Leaving aside the specifics of the 880/101 interchange, the Google blog post suggests that they'll use this worst-case scenario on a limited access freeway to inform their future machine-learning analyses of other roads around the country, including ones where presumably there are also pedestrians and cyclists.

No doubt some state departments of transportation will line up to buy these new "insights" from Google (forgetting that they actually already buy similar products from TomTom, Inrix, StreetLight, et al.) [2]

While I genuinely see the value in data-informed decision making for transportation and urban planning, it's not a lack of data that's causing problems at this particular freeway intersection. This blog post is an underbaked advertisement.

[1] https://www.mercurynews.com/2018/04/13/101-880-ranks-as-bay-...
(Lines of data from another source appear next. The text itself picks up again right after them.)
PR #3251, opened 2025-02-07
Remove staff group if ejected from staff org

seeker25:


ochiu (approved):

seeker25:
Will do this one later, need to focus on completing some of the already open tickets

PR #3253, opened 2025-02-10
Fix product for admin only

seeker25:

### DIFF
--- a/auth-api/migrations/versions/2025_02_10_7425171449c9_remove_products_coodinator.py
+++ b/auth-api/migrations/versions/2025_02_10_7425171449c9_remove_products_coodinator.py
@@ -1,0 +1,22 @@
+"""Remove products coodinator
+
+Revision ID: 7425171449c9
+Revises: 3f5b8a19ce42
+Create Date: 2025-02-10 09:53:25.604521
+
+"""
+from alembic import op
+import sqlalchemy as sa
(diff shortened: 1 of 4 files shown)


auth-web/src/views/auth/AccountSettings.vue
```diff
@@ -185,7 +185,7 @@
                 <v-list-item-title>Authentication</v-list-item-title>
               </v-list-item>
               <v-list-item
-                v-if="isUserMembership"
+                v-if="isAdmin"
```
seeker25, line 188: duplicate check, rather leave this though

ochiu (approved):

auth-api/migrations/versions/2025_02_10_7425171449c9_remove_products_coodinator.py
```diff
@@ -0,0 +1,22 @@
...
+from sqlalchemy.dialects import postgresql
+
+# revision identifiers, used by Alembic.
+revision = '7425171449c9'
+down_revision = '3f5b8a19ce42'
+branch_labels = None
+depends_on = None
+
+def upgrade():
+  op.execute("delete from permissions where membership_type_code = 'COORDINATOR' and actions = 'view_request_product_package'")
```
seeker25, line 19: Need this because AccountPaymentMethods checks for permissions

[2] https://www.tomtom.com/products/traffic-stats/ https://inrix.com/products/ai-traffic/ https://www.streetlightdata.com/traffic-planning/

> What is the actual use of this?

From the article:

"Our analysis of road segments in California and Virginia revealed that the number of segments with observed HBEs was 18 times greater than those with reported crashes. While crash data is notoriously sparse — requiring years to observe a single event on some local roads — HBEs provide a continuous stream of data, effectively filling the gaps in the safety map."
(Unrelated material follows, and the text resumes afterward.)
PR #3296, opened 2025-03-07
26272 use businessid from query string

TVWerdal:
*Issue #:*
https://github.com/bcgov/entity/issues/26272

So we don't have to wait until an accident actually occurs before we can identify unsafe roads and improve them.

Actual use: autonomous vehicles know to be "more careful" here, perhaps to do "Jersey left" turns - right turn and U-Turn or other risk compensation strategies.
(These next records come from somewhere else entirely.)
PR #3327, opened 2025-03-25
26556 - Add in user / membership row on API key creation

seeker25:
*Issue #:*
https://github.com/bcgov/entity/issues/26556

*Description of changes:*


auth-api/src/auth_api/services/api_gateway.py
```diff
@@ -74,20 +81,41 @@ def create_key(cls, org_id: int, request_json: Dict[str, str]):
             )
             response = api_key_response.json()
 
+        cls._create_user_and_membership_for_api_user(org_id, env)
```
bolyachevets, line 84: still not very clear about sandbox environment work. but looking at this method - create_key - do we need to call it twice: prod/sandbox, in which case do we update the membership row only the first time create_key is called? and then am i correct to assume that regardless of when the method is called (during prod or sandbox api key generation) the membership row is created in prod db (sandbox db will have a different mechanism to sync this membership)

seeker25: Yes, it needs to be called twice, once for PROD (PROD will fire over the ORG to SANDBOX) then once for SANDBOX

They have two separate clients in keycloak, thus two separate service accounts.

seeker25:
Unit tests fixed in https://github.com/bcgov/sbc-auth/pull/3330

seeker25:
Will fix code duplicate tomorrow, still migration WIP

PR #3329, opened 2025-03-25
26547 - feature remove minio from auth api

bolyachevets:
*Issue #:*
https://github.com/bcgov/entity/issues/entity/26547

*Description of changes:*
Related service account permissions changes: https://github.com/bcgov/bcregistry-sre/commit/5c1d3004756d9ff66111054131796316e3571020

some more changes were needed for credentials to work both locally (with a service account's token) and inside cloudrun (without a service account token):
- Local Development: Works with GOOGLE_APPLICATION_CREDENTIALS service account keys
- Cloud Run: Automatically uses workload identity (no need for service account key with Service Account Token Creator role assigned)
- Unit Tests: Supports mocking via google.auth.default() patching

the front end changes are needed because headers for signed url need to match headers in the frontend request.

also, cors policy needs to be set for the bucket. (added cors policies to the devops/ folder)

1password will also need to be update for auth-web's VUE_APP_FILE_SERVER_URL to point to gcp static resource bucket.


pwei1018 (approved):

auth-api/tests/conftest.py
```diff
@@ -73,16 +82,48 @@ def client_ctx(app):  # pylint: disable=redefined-outer-name
...
-    """Return a session-wide initialised database."""
+    """Return a session-wide initialised database.
+
+    Drops all existing tables - Meta follows Postgres FKs
+    """
     with app.app_context():
-        if database_exists(_db.engine.url):
-            drop_database(_db.engine.url)
-        create_database(_db.engine.url)
-        _db.session().execute(text('SET TIME ZONE "UTC";'))
```
seeker25, line 83: please restore this

auth-api/tests/conftest.py
```diff
@@ -73,16 +82,48 @@ def client_ctx(app):  # pylint: disable=redefined-outer-name
         yield _client
 
 
-@pytest.fixture(scope="session", autouse=True)
+@pytest.fixture(scope="session")
 def db(app):  # pylint: disable=redefined-outer-name, invalid-name
-    """Return a session-wide initialised database."""
+    """Return a session-wide initialised database.
```
seeker25, line 87: Why is this being changed?

auth-api/tests/docker/docker-cmpose-mac.yml
```diff
@@ -1,81 +0,0 @@
-version: "3"
-
-services:
-  keycloak:
```
seeker25, line 4: Jia would use this because the other docker compose wasn't working on her computer, should be ok though because I have a newer version in my PR

auth-api/src/auth_api/services/google_store.py
```diff
@@ -0,0 +1,89 @@
...
+from flask import current_app
+from google.cloud import storage
+from structured_logging import StructuredLogging
+
+from auth_api.utils.constants import AFFIDAVIT_FOLDER_NAME
+
+logger = StructuredLogging.get_logger()
+
+
+class GoogleStoreService:
```
seeker25, line 28: Isn't this duplicated here? queue_services/account-mailer/src/account_mailer/services/google_store.py

bolyachevets: potentially, but they are using different methods, auth api is only doing signed get/put urls, while mailer is only doing donwload (and upload is used in tests). but then we might as well put it in the common components at some point

auth-api/tests/conftest.py
bolyachevets: was done the other way in mailer. will check again

seeker25: unless there's a specific reason to do this, please revert

seeker25 (approved):

auth-api/tests/docker/docker-cmpose-mac.yml
seeker25: @Jxio Does the docker container in my PR work for you? https://github.com/bcgov/sbc-auth/pull/3327

auth-api/tests/conftest.py
bolyachevets: i added postgres to docker compose, it looks like running it that way does not like 'drop database' operation -> E           pg8000.exceptions.DatabaseError: {'S': 'ERROR', 'V': 'ERROR', 'C': '55006', 'M': 'cannot drop the currently open database', 'F': 'dbcommands.c', 'L': '1586', 'R': 'dropdb'} ---- hence the switch to drop schema from (which was used in the mailer). I found having db in the docker compose convenient for running unit tests, potentially i can revert it.

auth-api/tests/docker/docker-cmpose-mac.yml
bolyachevets: fyi, the remaining docker compose from this PR worked on my mac

auth-api/tests/conftest.py
seeker25: it's a common mistake, don't use a postgres named database

auth-api/tests/docker/docker-cmpose-mac.yml
Jxio: yes, I tested, it working

auth-api/tests/conftest.py
```diff
@@ -26,6 +28,14 @@
 from auth_api.utils.auth import jwt as _jwt
 
 
+def find_subpath(root_dir, target_subpath):
```
seeker25, line 31: still need?

seeker25 (approved):

PR #3330, opened 2025-03-26
Wrapping test objects in dict() because they cross polute when modifi…

seeker25:
…ed across test.


auth-api/tests/unit/services/test_invitation_auth.py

I'd love to see them incorporate visual detection of vehicle crash debris as well. There are two intersections in my area that consistently have crash debris like broken window glass and broken plastic parts and license plates from crashes. I know they are dangerous, but I don't know if autonomous vehicles also know that they are dangerous.

>No doubt some state departments of transportation will line up to buy these new "insights" from Google (forgetting that they actually already buy similar products from TomTom, Inrix, StreetLight, et al.) [2]

Google/Apple probably collect a massively larger amount of data than those other companies, putting those other companies at a risk of losing future revenue.

Between Google and Apple pretty much every car in the US is monitored.

Yeah, Google and Apple do probably have much more first-party probe data of passenger vehicles. But it really depends on the type of traffic data product. For some use-cases, it's more than sufficient for the vendor to buy probe data from specific types of fleet vehicles (like work trucks).

Where Google/Apple's coverage is quite valuable is for near-real-time speeds for atypical events -- say like yesterday's Super Bowl. But that's not what this blog post is about -- this post is about a well-established pattern that can be identified with historical datasets.

All that to say that vendors sell a wide variety of data products to transportation planners, but just because Google is now entering this niche market doesn't mean they'll be "the best" or even realize what their strengths are.

It does look much more like a revenue play. The data already exists, but not from the conglomorates and not as uniformly formatted.

Caltrans could lower the speed at that interchange, and use traffic calming to actually get people to drive slower. Good traffic engineering can still make a difference even with the existing physical limitations.

Absolutely nothing in this research suggests machine learning. All this is saying is that the hard braking events are associated with dangerous road segments that are well-known by other measures (in this case, reported crash rates).

On the interchange in question, they can always redo how the merge is designed in the same space. There is no excuse for that.

Please see:

> It's not a lack of knowledge by Caltrans or Santa Clara County's congestion management agency that is keeping that interchange as-is. Rather, it's the physical constraints of a nearby airport (so no room for flyovers), a nearby river (so probably no tunneling), and surrounding private landowners and train tracks.

The most recent budget estimate is $1bn for any changes to this interchange

Indeed why would you even need this or a poll? The crash statistics already exist. What's the purpose of a proxy predictor unless the label is something too low signal to detect but may become a big issue later. The only such case is a new road that recently opened.